## THE RECORDS
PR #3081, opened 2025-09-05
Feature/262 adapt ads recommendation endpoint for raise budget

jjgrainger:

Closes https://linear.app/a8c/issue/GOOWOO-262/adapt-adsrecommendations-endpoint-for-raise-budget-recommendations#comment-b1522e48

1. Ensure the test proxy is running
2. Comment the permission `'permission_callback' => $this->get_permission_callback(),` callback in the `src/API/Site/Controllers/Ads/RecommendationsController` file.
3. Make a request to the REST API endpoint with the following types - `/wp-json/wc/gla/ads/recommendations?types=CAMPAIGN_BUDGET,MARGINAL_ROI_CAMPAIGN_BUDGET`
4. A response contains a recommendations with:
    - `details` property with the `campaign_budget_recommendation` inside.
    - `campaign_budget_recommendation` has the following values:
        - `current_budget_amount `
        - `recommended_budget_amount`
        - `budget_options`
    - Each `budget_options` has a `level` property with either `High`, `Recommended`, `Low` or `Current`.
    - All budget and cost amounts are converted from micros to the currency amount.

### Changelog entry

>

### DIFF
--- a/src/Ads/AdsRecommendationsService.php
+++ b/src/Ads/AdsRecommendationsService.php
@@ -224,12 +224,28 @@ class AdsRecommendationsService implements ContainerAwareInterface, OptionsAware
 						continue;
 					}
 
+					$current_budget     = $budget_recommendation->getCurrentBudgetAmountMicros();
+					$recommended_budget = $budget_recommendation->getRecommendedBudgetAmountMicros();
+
* * *
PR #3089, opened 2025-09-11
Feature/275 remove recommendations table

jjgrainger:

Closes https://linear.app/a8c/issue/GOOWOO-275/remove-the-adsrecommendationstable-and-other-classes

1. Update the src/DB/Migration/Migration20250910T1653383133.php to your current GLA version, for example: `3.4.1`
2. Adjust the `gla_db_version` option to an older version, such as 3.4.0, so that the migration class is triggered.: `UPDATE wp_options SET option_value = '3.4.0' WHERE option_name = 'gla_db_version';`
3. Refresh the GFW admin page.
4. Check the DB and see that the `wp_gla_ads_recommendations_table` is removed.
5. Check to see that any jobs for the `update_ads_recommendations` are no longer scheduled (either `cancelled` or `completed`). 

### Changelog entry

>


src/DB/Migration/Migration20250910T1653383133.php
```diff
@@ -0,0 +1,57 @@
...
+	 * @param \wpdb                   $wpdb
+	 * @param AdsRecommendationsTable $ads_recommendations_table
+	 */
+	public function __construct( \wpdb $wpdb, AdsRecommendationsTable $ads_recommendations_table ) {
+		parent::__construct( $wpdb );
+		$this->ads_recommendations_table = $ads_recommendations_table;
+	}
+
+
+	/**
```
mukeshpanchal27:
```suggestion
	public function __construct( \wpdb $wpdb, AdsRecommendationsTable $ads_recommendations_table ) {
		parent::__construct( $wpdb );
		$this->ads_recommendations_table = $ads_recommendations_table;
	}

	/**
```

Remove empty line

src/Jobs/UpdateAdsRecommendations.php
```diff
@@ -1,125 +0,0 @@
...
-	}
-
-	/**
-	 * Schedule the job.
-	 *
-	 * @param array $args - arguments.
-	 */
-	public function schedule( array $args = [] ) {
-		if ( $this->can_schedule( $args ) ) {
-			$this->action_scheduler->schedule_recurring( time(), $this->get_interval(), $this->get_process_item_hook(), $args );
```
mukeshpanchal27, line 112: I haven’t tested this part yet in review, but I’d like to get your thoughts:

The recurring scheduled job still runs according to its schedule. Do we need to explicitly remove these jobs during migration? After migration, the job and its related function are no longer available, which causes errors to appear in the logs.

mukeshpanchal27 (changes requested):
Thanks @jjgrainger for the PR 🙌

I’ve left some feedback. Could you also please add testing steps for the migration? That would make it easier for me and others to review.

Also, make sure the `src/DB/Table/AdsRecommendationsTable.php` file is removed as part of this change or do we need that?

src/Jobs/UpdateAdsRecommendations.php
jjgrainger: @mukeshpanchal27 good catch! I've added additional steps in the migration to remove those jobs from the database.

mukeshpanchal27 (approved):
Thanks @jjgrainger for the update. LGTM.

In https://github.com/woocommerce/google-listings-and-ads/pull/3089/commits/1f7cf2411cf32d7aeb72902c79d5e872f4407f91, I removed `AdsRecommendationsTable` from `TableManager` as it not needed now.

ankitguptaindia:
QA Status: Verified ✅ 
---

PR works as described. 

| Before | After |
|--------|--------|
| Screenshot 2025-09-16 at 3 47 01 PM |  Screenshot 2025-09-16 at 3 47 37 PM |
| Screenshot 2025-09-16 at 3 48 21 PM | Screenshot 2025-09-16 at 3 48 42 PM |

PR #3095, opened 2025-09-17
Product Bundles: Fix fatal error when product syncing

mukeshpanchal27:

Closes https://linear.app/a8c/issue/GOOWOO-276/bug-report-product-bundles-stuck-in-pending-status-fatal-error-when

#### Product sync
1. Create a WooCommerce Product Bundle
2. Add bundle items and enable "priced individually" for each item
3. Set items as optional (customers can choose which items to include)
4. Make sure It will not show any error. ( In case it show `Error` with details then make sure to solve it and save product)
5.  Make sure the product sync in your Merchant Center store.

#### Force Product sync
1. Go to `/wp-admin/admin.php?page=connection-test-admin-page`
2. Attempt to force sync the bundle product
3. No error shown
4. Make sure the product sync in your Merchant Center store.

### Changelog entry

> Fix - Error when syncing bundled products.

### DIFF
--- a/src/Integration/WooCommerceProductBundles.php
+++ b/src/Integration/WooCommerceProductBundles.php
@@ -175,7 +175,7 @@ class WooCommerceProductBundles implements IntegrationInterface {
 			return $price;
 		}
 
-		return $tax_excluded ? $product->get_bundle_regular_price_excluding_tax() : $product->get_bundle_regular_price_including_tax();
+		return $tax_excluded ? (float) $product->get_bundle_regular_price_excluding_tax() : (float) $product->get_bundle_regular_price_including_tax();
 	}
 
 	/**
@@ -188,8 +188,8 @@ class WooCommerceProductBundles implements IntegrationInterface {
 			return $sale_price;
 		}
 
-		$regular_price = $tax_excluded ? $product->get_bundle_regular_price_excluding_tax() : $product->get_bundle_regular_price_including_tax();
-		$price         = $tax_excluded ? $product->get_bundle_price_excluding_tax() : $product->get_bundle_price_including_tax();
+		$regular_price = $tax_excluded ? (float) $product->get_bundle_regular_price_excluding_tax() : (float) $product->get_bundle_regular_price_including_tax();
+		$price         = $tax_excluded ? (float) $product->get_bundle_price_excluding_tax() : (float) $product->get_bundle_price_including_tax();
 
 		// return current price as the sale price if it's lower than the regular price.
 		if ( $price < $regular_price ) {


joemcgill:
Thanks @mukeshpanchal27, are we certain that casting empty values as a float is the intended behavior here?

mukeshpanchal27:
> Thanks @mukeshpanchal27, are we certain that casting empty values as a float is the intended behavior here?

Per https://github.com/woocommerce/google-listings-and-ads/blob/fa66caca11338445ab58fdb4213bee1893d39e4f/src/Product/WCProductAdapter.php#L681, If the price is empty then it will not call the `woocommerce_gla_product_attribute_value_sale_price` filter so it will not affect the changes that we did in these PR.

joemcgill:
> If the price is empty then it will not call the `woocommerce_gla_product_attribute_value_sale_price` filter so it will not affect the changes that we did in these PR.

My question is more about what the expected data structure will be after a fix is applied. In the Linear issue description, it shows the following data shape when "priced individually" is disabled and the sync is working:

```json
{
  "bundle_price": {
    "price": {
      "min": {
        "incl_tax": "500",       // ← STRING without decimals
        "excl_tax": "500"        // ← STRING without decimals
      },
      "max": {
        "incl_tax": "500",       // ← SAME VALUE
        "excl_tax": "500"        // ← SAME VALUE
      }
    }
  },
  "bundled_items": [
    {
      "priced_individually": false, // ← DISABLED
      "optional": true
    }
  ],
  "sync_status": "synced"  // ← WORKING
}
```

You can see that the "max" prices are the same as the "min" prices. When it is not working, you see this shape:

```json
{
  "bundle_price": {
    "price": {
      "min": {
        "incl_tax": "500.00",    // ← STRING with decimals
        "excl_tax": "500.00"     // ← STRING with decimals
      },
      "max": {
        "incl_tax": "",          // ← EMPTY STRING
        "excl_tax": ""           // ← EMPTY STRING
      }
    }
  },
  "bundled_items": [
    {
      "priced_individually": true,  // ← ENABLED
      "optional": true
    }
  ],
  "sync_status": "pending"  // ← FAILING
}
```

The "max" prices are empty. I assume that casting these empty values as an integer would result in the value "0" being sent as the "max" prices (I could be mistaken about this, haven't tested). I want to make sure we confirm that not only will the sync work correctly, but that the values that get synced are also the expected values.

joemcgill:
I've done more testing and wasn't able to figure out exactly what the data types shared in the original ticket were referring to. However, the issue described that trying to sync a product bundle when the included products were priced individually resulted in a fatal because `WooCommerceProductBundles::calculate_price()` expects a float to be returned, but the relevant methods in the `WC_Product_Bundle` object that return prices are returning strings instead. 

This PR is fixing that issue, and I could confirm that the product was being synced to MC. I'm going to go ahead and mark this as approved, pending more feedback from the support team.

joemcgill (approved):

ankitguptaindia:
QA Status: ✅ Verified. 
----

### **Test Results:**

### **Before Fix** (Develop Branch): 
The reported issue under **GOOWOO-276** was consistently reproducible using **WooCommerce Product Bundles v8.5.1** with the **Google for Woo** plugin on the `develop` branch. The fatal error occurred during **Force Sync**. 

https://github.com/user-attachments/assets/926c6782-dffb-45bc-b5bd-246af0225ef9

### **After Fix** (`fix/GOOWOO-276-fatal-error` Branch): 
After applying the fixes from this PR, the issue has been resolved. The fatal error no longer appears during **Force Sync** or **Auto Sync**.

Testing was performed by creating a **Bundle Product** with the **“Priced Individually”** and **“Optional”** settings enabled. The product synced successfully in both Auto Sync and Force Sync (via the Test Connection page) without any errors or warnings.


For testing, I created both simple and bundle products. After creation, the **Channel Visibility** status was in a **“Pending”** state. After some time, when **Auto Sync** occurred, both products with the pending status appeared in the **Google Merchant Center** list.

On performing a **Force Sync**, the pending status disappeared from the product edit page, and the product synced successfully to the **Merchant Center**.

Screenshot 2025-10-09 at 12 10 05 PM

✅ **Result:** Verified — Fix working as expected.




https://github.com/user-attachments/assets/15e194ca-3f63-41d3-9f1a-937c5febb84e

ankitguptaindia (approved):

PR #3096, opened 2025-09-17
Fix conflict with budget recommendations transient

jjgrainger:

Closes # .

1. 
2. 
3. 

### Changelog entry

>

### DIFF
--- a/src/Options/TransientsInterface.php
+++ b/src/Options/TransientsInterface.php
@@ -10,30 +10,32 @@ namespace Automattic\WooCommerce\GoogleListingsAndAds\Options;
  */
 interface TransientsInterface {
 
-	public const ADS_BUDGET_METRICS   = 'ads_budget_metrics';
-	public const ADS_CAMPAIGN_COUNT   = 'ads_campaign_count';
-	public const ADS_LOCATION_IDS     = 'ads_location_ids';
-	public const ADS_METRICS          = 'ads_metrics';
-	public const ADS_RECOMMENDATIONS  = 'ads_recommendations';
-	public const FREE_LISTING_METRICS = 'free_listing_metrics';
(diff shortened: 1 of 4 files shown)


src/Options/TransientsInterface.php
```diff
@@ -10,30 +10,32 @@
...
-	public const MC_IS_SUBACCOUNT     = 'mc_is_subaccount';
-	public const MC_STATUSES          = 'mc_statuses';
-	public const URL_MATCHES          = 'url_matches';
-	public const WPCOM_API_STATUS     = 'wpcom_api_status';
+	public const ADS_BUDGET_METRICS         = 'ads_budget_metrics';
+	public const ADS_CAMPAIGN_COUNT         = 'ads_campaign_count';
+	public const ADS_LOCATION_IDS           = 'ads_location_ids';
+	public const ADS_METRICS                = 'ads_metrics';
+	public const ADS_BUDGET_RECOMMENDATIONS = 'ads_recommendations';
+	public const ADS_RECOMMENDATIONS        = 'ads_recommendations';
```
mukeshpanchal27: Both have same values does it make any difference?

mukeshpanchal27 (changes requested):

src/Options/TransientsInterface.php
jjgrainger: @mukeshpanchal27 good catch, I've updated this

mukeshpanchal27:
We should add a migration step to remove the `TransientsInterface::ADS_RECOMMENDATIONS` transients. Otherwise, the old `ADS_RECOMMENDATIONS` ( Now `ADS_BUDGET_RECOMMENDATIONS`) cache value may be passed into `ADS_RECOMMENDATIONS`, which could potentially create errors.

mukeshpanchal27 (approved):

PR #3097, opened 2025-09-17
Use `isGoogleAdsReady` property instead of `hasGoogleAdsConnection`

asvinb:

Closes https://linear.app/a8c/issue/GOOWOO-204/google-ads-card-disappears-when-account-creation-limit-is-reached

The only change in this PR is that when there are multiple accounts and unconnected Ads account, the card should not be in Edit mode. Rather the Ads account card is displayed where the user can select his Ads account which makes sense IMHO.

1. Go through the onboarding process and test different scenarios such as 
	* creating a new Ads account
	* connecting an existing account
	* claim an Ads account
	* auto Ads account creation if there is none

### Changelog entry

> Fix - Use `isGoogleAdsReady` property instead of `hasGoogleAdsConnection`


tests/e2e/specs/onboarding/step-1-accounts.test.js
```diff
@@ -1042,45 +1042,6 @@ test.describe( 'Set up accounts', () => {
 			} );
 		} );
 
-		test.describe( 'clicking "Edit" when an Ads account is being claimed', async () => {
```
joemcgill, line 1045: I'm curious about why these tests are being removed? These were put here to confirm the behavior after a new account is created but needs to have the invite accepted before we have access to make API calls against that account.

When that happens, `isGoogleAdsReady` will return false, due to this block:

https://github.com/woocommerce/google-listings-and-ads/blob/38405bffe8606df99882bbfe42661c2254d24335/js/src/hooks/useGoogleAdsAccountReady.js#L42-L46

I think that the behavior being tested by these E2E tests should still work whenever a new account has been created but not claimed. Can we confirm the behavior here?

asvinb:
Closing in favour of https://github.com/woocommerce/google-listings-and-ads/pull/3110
* * *
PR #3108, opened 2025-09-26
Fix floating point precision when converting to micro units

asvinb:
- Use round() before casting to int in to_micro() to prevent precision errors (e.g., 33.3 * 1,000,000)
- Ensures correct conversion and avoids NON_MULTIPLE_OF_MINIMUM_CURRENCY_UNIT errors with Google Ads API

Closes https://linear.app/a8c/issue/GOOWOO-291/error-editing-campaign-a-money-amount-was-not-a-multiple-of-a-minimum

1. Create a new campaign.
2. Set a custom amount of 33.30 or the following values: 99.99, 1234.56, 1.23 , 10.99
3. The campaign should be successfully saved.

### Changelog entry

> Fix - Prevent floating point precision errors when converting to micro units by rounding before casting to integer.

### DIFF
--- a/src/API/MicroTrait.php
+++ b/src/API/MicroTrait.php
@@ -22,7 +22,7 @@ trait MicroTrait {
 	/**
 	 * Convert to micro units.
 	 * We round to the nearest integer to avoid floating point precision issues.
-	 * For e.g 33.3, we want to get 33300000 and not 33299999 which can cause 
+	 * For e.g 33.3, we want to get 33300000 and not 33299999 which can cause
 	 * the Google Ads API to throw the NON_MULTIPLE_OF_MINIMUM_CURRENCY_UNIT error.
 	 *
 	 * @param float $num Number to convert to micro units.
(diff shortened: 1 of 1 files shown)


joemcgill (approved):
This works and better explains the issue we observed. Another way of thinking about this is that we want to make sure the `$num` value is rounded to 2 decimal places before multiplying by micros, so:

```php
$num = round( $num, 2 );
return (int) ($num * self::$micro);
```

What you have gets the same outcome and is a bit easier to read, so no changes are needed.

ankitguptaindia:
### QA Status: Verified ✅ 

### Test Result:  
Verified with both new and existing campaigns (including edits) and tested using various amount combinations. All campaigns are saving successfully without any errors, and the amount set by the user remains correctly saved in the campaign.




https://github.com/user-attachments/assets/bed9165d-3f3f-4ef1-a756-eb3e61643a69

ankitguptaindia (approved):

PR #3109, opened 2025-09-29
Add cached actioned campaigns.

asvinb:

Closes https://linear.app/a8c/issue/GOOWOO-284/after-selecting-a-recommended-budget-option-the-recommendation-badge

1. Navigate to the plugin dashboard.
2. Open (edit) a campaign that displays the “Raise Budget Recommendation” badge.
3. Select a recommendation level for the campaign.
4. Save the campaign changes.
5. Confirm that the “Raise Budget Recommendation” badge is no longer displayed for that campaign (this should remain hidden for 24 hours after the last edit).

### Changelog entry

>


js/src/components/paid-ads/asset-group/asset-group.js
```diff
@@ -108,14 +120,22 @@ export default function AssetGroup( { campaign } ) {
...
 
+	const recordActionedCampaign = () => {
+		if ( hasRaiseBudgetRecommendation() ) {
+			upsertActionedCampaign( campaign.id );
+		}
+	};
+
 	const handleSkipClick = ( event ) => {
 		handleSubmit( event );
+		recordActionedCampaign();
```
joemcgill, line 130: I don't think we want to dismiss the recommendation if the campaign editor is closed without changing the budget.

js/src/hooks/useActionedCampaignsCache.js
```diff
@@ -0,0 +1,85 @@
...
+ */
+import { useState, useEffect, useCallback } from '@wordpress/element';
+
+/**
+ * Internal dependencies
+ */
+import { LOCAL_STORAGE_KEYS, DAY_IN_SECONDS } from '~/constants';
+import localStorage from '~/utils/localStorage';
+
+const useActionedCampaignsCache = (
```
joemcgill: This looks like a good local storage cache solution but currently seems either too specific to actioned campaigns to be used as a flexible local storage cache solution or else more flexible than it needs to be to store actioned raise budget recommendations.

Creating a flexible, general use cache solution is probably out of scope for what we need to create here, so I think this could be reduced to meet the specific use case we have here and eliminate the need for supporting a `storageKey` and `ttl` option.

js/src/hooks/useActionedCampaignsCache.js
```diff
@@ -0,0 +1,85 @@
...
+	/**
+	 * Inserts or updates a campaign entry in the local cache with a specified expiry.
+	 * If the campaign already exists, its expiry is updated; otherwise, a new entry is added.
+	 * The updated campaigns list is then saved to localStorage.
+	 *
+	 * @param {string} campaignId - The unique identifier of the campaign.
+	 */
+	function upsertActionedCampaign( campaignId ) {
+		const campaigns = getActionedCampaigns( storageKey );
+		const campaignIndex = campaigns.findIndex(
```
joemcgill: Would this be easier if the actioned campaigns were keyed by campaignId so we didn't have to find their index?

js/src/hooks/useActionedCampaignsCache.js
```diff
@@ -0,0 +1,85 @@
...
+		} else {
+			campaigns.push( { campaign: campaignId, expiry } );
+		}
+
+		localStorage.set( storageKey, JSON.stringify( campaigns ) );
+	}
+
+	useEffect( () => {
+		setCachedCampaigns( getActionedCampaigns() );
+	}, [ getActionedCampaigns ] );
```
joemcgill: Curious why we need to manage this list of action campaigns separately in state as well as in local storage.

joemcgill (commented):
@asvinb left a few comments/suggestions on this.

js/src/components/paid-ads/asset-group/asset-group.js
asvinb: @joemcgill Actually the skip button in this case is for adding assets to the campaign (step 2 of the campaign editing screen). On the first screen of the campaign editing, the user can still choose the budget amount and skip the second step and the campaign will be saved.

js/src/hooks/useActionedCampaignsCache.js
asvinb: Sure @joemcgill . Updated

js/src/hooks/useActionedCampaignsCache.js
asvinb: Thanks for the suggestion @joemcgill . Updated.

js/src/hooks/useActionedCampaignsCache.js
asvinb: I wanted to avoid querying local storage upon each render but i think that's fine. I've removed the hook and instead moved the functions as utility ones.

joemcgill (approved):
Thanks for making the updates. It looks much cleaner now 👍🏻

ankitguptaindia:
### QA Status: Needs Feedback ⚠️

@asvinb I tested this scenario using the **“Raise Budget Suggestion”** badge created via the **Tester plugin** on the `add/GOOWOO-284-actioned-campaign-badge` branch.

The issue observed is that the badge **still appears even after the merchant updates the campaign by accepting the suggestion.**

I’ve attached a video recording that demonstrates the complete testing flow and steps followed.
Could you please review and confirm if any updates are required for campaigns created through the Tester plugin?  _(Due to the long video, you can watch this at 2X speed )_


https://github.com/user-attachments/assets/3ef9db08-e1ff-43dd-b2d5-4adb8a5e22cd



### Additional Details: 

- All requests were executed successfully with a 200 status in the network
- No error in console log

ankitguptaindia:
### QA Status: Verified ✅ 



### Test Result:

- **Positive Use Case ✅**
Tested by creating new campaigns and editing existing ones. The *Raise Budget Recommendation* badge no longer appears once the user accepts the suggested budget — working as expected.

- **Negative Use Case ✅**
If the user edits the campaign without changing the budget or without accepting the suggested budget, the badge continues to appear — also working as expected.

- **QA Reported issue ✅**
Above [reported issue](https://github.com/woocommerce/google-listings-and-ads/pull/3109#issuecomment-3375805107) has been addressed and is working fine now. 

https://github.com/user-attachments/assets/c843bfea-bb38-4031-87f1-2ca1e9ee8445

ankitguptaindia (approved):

## YOUR OBJECTIVE
Reproduce each line from the records that contains the word "there".

## YOUR SOLUTION
The only change in this PR is that when there are multiple accounts and unconnected Ads account, the card should not be in Edit mode. Rather the Ads account card is displayed where the user can select his Ads account which makes sense IMHO.
	* auto Ads account creation if there is none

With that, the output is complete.